__Requirement__:
Once you have checked each line below, report only the number of lines that contain the word "opened".

Recorded information Start Marker

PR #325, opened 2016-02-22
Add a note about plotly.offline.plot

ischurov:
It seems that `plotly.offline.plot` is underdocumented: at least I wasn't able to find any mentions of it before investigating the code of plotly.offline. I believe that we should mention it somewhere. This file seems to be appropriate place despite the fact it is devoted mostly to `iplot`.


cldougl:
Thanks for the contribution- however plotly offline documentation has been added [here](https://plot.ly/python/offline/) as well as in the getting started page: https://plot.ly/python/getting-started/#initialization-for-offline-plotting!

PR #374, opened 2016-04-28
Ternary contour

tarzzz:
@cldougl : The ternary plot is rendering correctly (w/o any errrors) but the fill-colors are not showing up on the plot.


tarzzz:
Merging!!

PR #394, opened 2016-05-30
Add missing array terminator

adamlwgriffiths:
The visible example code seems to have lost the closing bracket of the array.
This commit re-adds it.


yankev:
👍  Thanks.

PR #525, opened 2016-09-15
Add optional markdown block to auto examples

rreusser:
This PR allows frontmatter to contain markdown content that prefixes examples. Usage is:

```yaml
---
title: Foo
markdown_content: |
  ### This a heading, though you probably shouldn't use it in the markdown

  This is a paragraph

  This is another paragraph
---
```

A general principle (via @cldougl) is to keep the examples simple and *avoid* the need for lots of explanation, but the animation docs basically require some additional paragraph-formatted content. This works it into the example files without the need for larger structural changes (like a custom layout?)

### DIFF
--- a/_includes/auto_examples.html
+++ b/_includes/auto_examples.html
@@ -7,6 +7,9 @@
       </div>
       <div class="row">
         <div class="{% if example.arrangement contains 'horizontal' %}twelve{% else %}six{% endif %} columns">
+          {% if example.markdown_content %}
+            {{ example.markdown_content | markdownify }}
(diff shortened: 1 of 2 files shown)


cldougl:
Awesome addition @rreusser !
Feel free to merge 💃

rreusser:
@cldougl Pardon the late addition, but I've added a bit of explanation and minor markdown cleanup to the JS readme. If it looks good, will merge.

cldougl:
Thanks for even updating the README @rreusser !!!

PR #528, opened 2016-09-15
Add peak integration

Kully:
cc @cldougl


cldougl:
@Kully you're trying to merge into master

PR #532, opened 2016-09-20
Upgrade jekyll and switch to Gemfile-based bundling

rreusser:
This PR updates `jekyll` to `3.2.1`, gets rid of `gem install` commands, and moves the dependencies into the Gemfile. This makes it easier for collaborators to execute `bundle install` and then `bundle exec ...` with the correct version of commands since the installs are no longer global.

Recorded information End Marker

__Solution to this task__:
6